Vücut şeklinden ve koltuk değnekleriyle yürümesinden dolayı
Kevin’a “Freak (Ucube)” lakabı takılmıştır. Yürüyemeyen fakat
çok zeki olan Kevin ile okuma zorluğu çeken kimseyle
konuşmayan buna karşılık iri vücudu ve güçlü yapısı olan Max,
eksik yanlarını birbirleriyle tamamlıyorlar. Kevin’i omzunda
gezdiren Max onun bacakları, Max’i yönlendiren ona akıl ve
cesaret veren Kevin ise onun beyni oluyor. Sharon Stone ise
Kevin’in annesi rolündedir.
Hastalığından dolayı az ömrü olduğunu bilen ama ne
zaman öleceğini bilmeyen Kevin’in her gününü son günüymüş
gibi yaşaması onun hayatın güzelliklerinin farkına varmasını ve
hiçbir sorunu kafasına takmamasını sağlamıştır. Filmin
ardından hayata Kevin’in gözünden bakmanızı öneririm. Yani
her gününüzü hayatınızın son günüymüş gibi yaşamanızdan
bahsediyorum. En azından bir gün boyunca bunu deneyin. Ve
kefilim ki o günün başlangıcından sonuna kadar hiç kimseyi
kırmayacaksınız, sevdiğiniz insanların sizin için olan
değerlerinin farkına varacaksınız, sürekli gülümseyeceksiniz,
hiçbir aksilik başınıza gelmeyecek, sizin için sıkıcı olan şeyler
anlam kazanmaya başlayacak ve bütün bu sebeplerden dolayı
mutlu olduğunuz için çevrenizdekileri de mutlu edeceksiniz.
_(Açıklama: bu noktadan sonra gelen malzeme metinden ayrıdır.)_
PR #1551, opened 2025-04-01
chore: let the old grpc client drain after configured timeout

rishtigupta:
## PR Description
This PR enhances the `IdleGrpcClientWrapper` to more gracefully handle gRPC client reconnections by introducing a new `ClientReaper` utility. This addresses scenarios where `.close()` was being called immediately on clients that may still have in-flight requests — potentially causing disruptions like `DEADLINE_EXCEEDED` errors.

Hayatınızın son günü ve tekrar yaşama şansınız yoksa
yapacaklarınız kimseyi kırmamak, kırdığınız kişilerin gönlünü
almak, hatalarınızı telafi etmek ve insanları mutlu etmeye
çalışmaktır. Bütün bunları yapmak için son günü beklemeye
gerek yok. Bu filmden sonra ne demek istediğimi daha iyi
anlayacaksınız. Ülkemizde çok seyredilmemiş olan 13 yıl
önceki bu filmden bahsetmemin sebebi de budur.